# Component Accessors

**Introduced:** 4.0



# Component Accessors

You've possibly written this CFC a hundred times:

```javascript
component {
    property name="firstName";
    property name="lastName";
    property name="email";

    function getFirstName() { return variables.firstName; }
    function setFirstName(value) { variables.firstName = arguments.value; return this; }
    function getLastName() { return variables.lastName; }
    function setLastName(value) { variables.lastName = arguments.value; return this; }
    function getEmail() { return variables.email; }
    function setEmail(value) { variables.email = arguments.value; return this; }
}
```

Add `accessors="true"` to the component tag and you get those getters and setters for free:

```javascript
component accessors="true" {
    property name="firstName";
    property name="lastName";
    property name="email";
}
```

Same six methods, generated for free. Persistent (ORM) components get them automatically — `accessors="true"` is implicit there.

## What you actually get

For each `<cfproperty name="x">` you get:

- `getX()` — returns `variables.x`
- `setX(value)` — writes to `variables.x` and returns the component (for chaining)

So you can do:

```javascript
user = new User()
    .setFirstName("Zac")
    .setLastName("Spitzer")
    .setEmail("zac@example.com");
```

### Relationship properties get extra helpers — but only with `fieldType`

If you declare an ORM relationship `fieldType` on a property, you also get collection helpers:

- `fieldType="one-to-many"` / `"many-to-many"` → `addX`, `hasX`, `removeX`
- `fieldType="one-to-one"` / `"many-to-one"` → `hasX` only (single-entity relationships, not collections)

```javascript
component accessors="true" {
    property name="tags" type="array" fieldType="one-to-many" cfc="Tag" singularName="tag";
}

post = new Post();
post.addTag("cfml");          // see orm-relationships for the full contract
```

**The gate is the `fieldType` attribute, not `type="array"` / `type="struct"`.** A bare `property name="tags" type="array"` with no `fieldType` has no `addTags`/`hasTags`/`removeTags` — only `getTags`/`setTags`. The [`orm-relationships`](orm-relationships.md) recipe covers the mapping side (cascade, fetching, `singularName`); the helper-method semantics are below.

### How `hasX` / `removeX` compare items

The argument type and comparison rule depend on the property's `type=`:

- **`type="array"`** — argument is the singular item (any type). Comparison uses the ORM-aware equals: entity identity for persistent components, value comparison otherwise. `removeX` walks the whole array and removes every match (in well-mapped ORM collections there's only ever one).
- **`type="struct"`** — argument is the struct `key` (string). Lucee structs are case-insensitive, so `hasTag("CFML")` matches a key stored as `"cfml"`. If Hibernate hands back a plain Java `Map` rather than a Lucee `Struct` (which it sometimes does for ORM-managed struct collections), the comparison is case-sensitive — `hasTag("CFML")` won't match `"cfml"`. If your code mixes casing, normalise the keys before adding.

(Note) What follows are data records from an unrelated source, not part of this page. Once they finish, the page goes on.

PR #5577, opened 2022-02-23
Blockbase: fix alignments

scruffian:

Blockbase was missing a declaration of inheriting layout on the home template, which causes some alignment issues:

Before:
Screenshot 2022-02-23 at 09 52 09

After:
Screenshot 2022-02-23 at 09 51 57

### DIFF
--- a/blockbase/block-templates/index.html
+++ b/blockbase/block-templates/index.html
@@ -3,7 +3,7 @@
 <!-- wp:query {"tagName":"main","layout":{"inherit":true}} -->
 <main class="wp-block-query">
 <!-- wp:post-template -->
-<!-- wp:group -->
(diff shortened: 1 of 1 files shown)


blockbase/block-templates/index.html
```diff
@@ -3,7 +3,7 @@
 <!-- wp:query {"tagName":"main","layout":{"inherit":true}} -->
 <main class="wp-block-query">
 <!-- wp:post-template -->
-<!-- wp:group -->
+<!-- wp:group {"layout":{"inherit":true}} -->
```
MaggieCabrera, line 6: this is already inside a layout inherit, even though this solves the bug, the original markup should have been working in any case

scruffian:
This is a bandaid not a fix.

For single-entity relationships (`one-to-one` / `many-to-one`), the no-arg form `hasX()` returns whether a related entity is loaded. The single-arg form `hasX(entity)` on those relationships always returns `false` — the comparison path only handles arrays/lists/structs.

## Setters check the type — they don't convert it

If you declare a type, the setter validates that the value *could* be cast to that type. It doesn't actually coerce — the value is stored as-is:

```javascript
component accessors="true" {
    property name="age" type="numeric";
}

u = new User();
u.setAge("42");      // "42" is castable to numeric → stored as the string "42"
u.setAge("nope");    // not castable to numeric → throws

writeOutput(u.getAge());          // "42"  (still a string)
writeOutput(u.getAge() + 1);      // 43    (CFML's loose typing coerces on arithmetic)
```

Same compatibility rules as `cfargument type="..."`. The type acts as a guard — bad data fails loudly at the setter — without forcing you into Java-style strict typing for the rest of your code. Drop the type (or use `type="any"`) if you want no check at all.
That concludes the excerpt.